Collected data:
***

PR #1817, opened 2026-09-07
fix(sctp): serialise the state cookie without reflection so data channels work under Native AOT

### LINKED ISSUE #1816: Data channels never open under Native AOT: SCTP state cookie is reflection-serialized (TinyJson), so COOKIE-ECHO arrives null and the association stalls in CookieEchoed
## Summary

Under `PublishAot=true`, ICE and DTLS complete but the SCTP association never
does, so **data channels never open**. The same binary published without AOT
works. The association stalls in `CookieEchoed` and times out; the peer that
should answer drops every COOKIE-ECHO with an `ArgumentNullException` out of
`SctpTransport.GetCookie`.

The cause is the SCTP state cookie being carried as reflection-serialized JSON.
`SctpTransport.cs:240`:

```csharp
var cookie = JSONParser.FromJson<SctpTransportCookie>(Encoding.UTF8.GetString(cookieBuffer));
```

`SctpTransportCookie` is a struct of auto-properties, and `JSONParser`/`ToJson`
are the bundled `TinyJson`, which discovers those members by reflection. The
trimmer removes them, the cookie does not survive the round trip, and the
handshake cannot complete.

This is the same underlying problem as #1805, on a different type and a
different code path — and here it is a correctness failure rather than a
throughput one. #1805 replaced TinyJson for `RTCIceCandidateInit` with a
source-generated `JsonSerializerContext`; the same treatment on
`SctpTransportCookie` would fix this. I did not find an existing issue covering
the SCTP path or AOT generally (searched AOT, trimming, PublishAot, SCTP+cookie,
CookieEchoed, TinyJson).

## Repro

One program, run twice — once as offerer, once as answerer — exchanging SDP
through two files, so there is no signalling server in the picture. About 120
lines; I can attach it or open a PR adding it under `examples/` if that is
useful.

```xml
<PublishAot>true</PublishAot>
<TrimmerSingleWarn>false</TrimmerSingleWarn>
<PackageReference Include="SIPSorcery" Version="10.0.16" />
```

```csharp
var peer = new RTCPeerConnection(new RTCConfiguration { iceServers = [] });
var channel = await peer.createDataChannel("tail", null);
channel.onopen += () => channel.send("ping");
// … createOffer / setLocalDescription, wait for gathering, write SDP to a file,
//    read the peer's SDP back, setRemoteDescription …
```

| | JIT (`dotnet run`) | Native AOT |
|---|---|---|
| ICE | connected | connected |
| DTLS 1.2 handshake | complete | complete |
| SCTP association | established | `Connecting` → `CookieEchoed` → `Closed` |
| Data channel | **open, message delivered** | **never opens, 30s timeout** |

## What each side logs under AOT

Offerer:

```
dbug: RTPSession[0] RTCPeerConnection DTLS handshake result True, is handshake complete True.
fail: RTPSession[0] SCTP exception establishing association, data channels will not be available.
      SCTP association timed out after 2003.44ms with association in state CookieEchoed
      when attempting to create a data channel.
dbug: RTPSession[0] SCTP transport for create data channel request changed to state Closed.
```

Answerer — this is the actual failure, and it repeats for every retransmit:

```
dbug: RTCSctpTransport[0] SCTP INIT packet received, initial tag 3163987031, initial TSN 2502329300.
warn: RTCSctpTransport[0] SCTP error parsing packet received on RTCSctpTransport, packet dropped.
      Value cannot be null. (Parameter 'bytes')
      System.ArgumentNullException: Value cannot be null. (Parameter 'bytes')
        at System.Text.Encoding.GetString(Byte[])
        at SIPSorcery.Net.SctpTransport.GetCookie(SctpPacket)
        at SIPSorcery.Net.RTCSctpTransport.DoReceive(Object)
```

So: INIT and INIT-ACK cross, the COOKIE-ECHO arrives with a null `ChunkValue`,
`GetCookie` throws before it can validate anything, the packet is dropped, no
COOKIE-ACK is sent, and the initiator sits in `CookieEchoed` until it gives up.

## The publish warnings predicted it

`dotnet publish -r osx-arm64 --self-contained` produces **0 errors and 9
warnings**, and every one is in a reflection-based dependency rather than in the
ICE/DTLS/SCTP code itself:

| Count | Code | Where |
|---|---|---|
| 4 | IL2070 | `TinyJson.JSONParser.ParseObject(Type, String)` |
| 2 | IL2075 | `TinyJson.JSONWriter.AppendValue(StringBuilder, Object)` |
| 2 | IL2072 | `Common.Logging.LogManager…BuildLoggerFactoryAdapterFromLogSettings` |
| 1 | IL2067 | `TinyJson.JSONParser.ParseObject(Type, String)` |

Worth noting there are **no IL3050 (`RequiresDynamicCode`) warnings at all** —
nothing here needs runtime code generation. The whole problem is member
discovery on trimmed types, which is exactly what a `JsonSerializerContext`
removes. That is a good sign for AOT viability overall: the transport and crypto
core came through clean, and ICE and DTLS demonstrably work.

`TrimmerSingleWarn=false` is what makes the warnings name TinyJson specifically;
with the default they collapse into one line per assembly and the connection to
this bug is invisible.

## Suggested fix

`SctpTransportCookie` on `SipSorceryJsonSerializerContext`, the way
`RTCIceCandidateInit` was handled in #1805, and the four call sites in
`SctpTransport.cs` (lines 201, 210, 242, 286) moved to it. The type is six
fields of primitives and strings, so nothing about it needs reflection.

Two things I would check while in there, though I have not confirmed either:

- Line 286 computes the cookie HMAC over `Encoding.UTF8.GetBytes(cookie.ToJson())`,
  so **the serializer's exact output is load-bearing for the HMAC**, not only for
  the round trip. Any change in property order or formatting has to be made on
  both sides together, and a mismatched HMAC fails in a way that looks like a
  different bug (`invalid HMAC` rather than a null).
- `GetCookie` dereferences `cookieEcho.ChunkValue` without a null check. Even
  with the serializer fixed, a malformed or truncated COOKIE-ECHO from a remote
  peer reaches `Encoding.GetString(null)` and throws inside the receive loop. A
  null/length guard returning `SctpTransportCookie.Empty` would make that a
  dropped packet rather than an exception, independently of this issue.

## Environment

- SIPSorcery 10.0.16 (`lib/net10.0`), .NET SDK 10.0.102, macOS arm64
- Confirmed against the shipped assembly: `TinyJson` and `SctpTransportCookie`
  present, `SipSorceryJsonSerializerContext` not present in this version
- Both peers on one host, host candidates only, no STUN or TURN involved

## Why it matters to us

We are evaluating WebRTC data channels as a peer-to-peer path between a CLI and
a remote agent, so that log output can reach an operator without transiting a
control plane that is contractually not permitted to see it. The library fits
that design unusually well — ICE keeps the agent's outbound-only posture,
signalling is metadata a broker can carry without being in the data path, and
DTLS is not optional. Native AOT is a hard requirement on our side, so this is
the one thing standing between the design and a spike we would otherwise ship.

Happy to send a PR for the serializer context and the null guard if the approach
above looks right.

kdeenanauth:
Fixes #1816.

## The problem

Under `PublishAot=true`, ICE and DTLS complete but the SCTP association never
does, so **data channels never open**. The same source published without AOT
works. The association stalls in `CookieEchoed` and times out after 2s.

The cause is the state cookie being carried as reflection-serialized JSON. The
trimmer removes `SctpTransportCookie`'s members, TinyJson then produces a
document without them, the COOKIE ECHO arrives with a null `ChunkValue`, and
`GetCookie` throws out of `Encoding.GetString` before it can validate anything.
The packet is dropped, no COOKIE ACK is sent, and the initiator waits until it
gives up.

The publish warnings predicted it — 7 of the 9 were `TinyJson.JSONParser` and
`TinyJson.JSONWriter`. (`TrimmerSingleWarn=false` is what makes them name the
library; with the default they collapse into one line per assembly and the
connection is invisible.) Notably there were **no `IL3050` warnings at all** —
nothing here needs runtime code generation, so this is purely member discovery
on trimmed types.

## The change

The four TinyJson call sites become a hand-written serializer on the cookie
itself.

**Hand-written rather than source-generated `System.Text.Json`,** which I
realise runs against the direction of #1805. The reason is scope: this project
targets nine frameworks down to `net462` and does not currently reference
`System.Text.Json`, so taking the source-generated route here means adding a
package across all of them. Twelve members of primitives and strings don't
warrant that. Happy to redo it that way if you'd rather have one approach
everywhere — the call sites are the same either way.

**The output is byte-identical to TinyJson's,** which matters more than it
looks: `GetCookieHMAC` computes the HMAC over these exact bytes, so member order
and formatting are load-bearing rather than cosmetic. Reflection member order
isn't guaranteed by the runtime; declaration order is. There's a test asserting
the two serializers agree.

**No wire compatibility concern.** `GetCookie` is only reached on COOKIE ECHO
receipt, so the peer that writes a cookie is the only peer that reads it — the
remote end echoes it back verbatim. A patched peer and an unpatched peer
interoperate.

**Also guards the parse,** because a remote peer controls those bytes. A COOKIE
ECHO with no chunk value, or one that doesn't parse, is now an ignored packet
rather than an exception in the receive loop. That's worth having independently
of the AOT issue.

## Verification

Two processes exchanging SDP through files, both published Native AOT
(osx-arm64, .NET SDK 10.0.102):

| | before | after |
|---|---|---|
| ICE | connected | connected |
| DTLS 1.2 | complete | complete |
| SCTP association | `Connecting` → `CookieEchoed` → `Closed` | **established** |
| Data channel | never opens, 30s timeout | **opens; messages cross both ways** |
| Trim warnings on the WebRTC path | 9 | 2 (both `Common.Logging`) |

Tests: 4 added to `SctpTransportUnitTest` — serializer parity with TinyJson,
round trip including an IPv6 endpoint, malformed input as a `Theory`, and a
COOKIE ECHO with a null chunk value. `SctpTransportUnitTest` 10 passed; the SCTP
suite 71 passed, 2 skipped, 0 failed. Existing tests unchanged.

## One note on formatting

I ran `dotnet format` per CONTRIBUTING and reverted it: it rewrites these files
wholesale, because `SctpTransport.cs` is LF in the repo while `.editorconfig`
asks for CRLF (and `SctpTransportUnitTest.cs` is CRLF, so the two differ).
`dotnet format --verify-no-changes` reports 516 errors on pristine `master` for
`SctpTransport.cs` alone. The diff here therefore matches each file's existing
conventions rather than the formatter's, to keep it reviewable — happy to run it
if you'd prefer, but it seemed like a separate change.

## Why I care

We're evaluating WebRTC data channels as a peer-to-peer path between a CLI and a
remote agent, so log output can reach an operator without transiting a control
plane that isn't permitted to see it. The library fits that unusually well —
ICE preserves the agent's outbound-only posture, signalling is metadata a broker
can carry without being in the data path, and DTLS isn't optional. Native AOT is
a hard requirement for us, and this was the one thing in the way.

### DIFF
--- a/src/SIPSorcery/net/SCTP/SctpTransport.cs
+++ b/src/SIPSorcery/net/SCTP/SctpTransport.cs
@@ -19,13 +19,13 @@
 
 using System;
 using System.Collections.Generic;
+using System.Globalization;
 using System.Linq;
 using System.Net;
 using System.Security.Cryptography;
 using System.Text;
 using Microsoft.Extensions.Logging;
 using SIPSorcery.Sys;
-using TinyJson;
 
 namespace SIPSorcery.Net
 {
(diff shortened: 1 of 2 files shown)


paulomorgado (changes requested):
This code creates a lot of unnecessary `string`s. Using `ReadOnlySpan<char>` would avoid that.

paulomorgado:
If this is the way to go, I would apply to all JSON serialization/deserialization and extract common logic to a common class.

sipsorcery:
JSON was only used as the cookie serialisation for convenience. I've created #1818 as an alternative approach using binary serialisation. That solves the AOT problem and side steps the potential JSON switch for this PR.

sipsorcery:
Superseded by #1818.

***

# TRY IT
Starting from the line that contains "can carry without being in the data path, and DTLS", reproduce each line of the data exactly through the last one.

# RESPONSE TO THE EXERCISE
can carry without being in the data path, and DTLS isn't optional. Native AOT is
a hard requirement for us, and this was the one thing in the way.

### DIFF
--- a/src/SIPSorcery/net/SCTP/SctpTransport.cs
+++ b/src/SIPSorcery/net/SCTP/SctpTransport.cs
@@ -19,13 +19,13 @@
 
 using System;
 using System.Collections.Generic;
+using System.Globalization;
 using System.Linq;
 using System.Net;
 using System.Security.Cryptography;
 using System.Text;
 using Microsoft.Extensions.Logging;
 using SIPSorcery.Sys;
-using TinyJson;
 
 namespace SIPSorcery.Net
 {
(diff shortened: 1 of 2 files shown)


paulomorgado (changes requested):
This code creates a lot of unnecessary `string`s. Using `ReadOnlySpan<char>` would avoid that.

paulomorgado:
If this is the way to go, I would apply to all JSON serialization/deserialization and extract common logic to a common class.

sipsorcery:
JSON was only used as the cookie serialisation for convenience. I've created #1818 as an alternative approach using binary serialisation. That solves the AOT problem and side steps the potential JSON switch for this PR.

sipsorcery:
Superseded by #1818.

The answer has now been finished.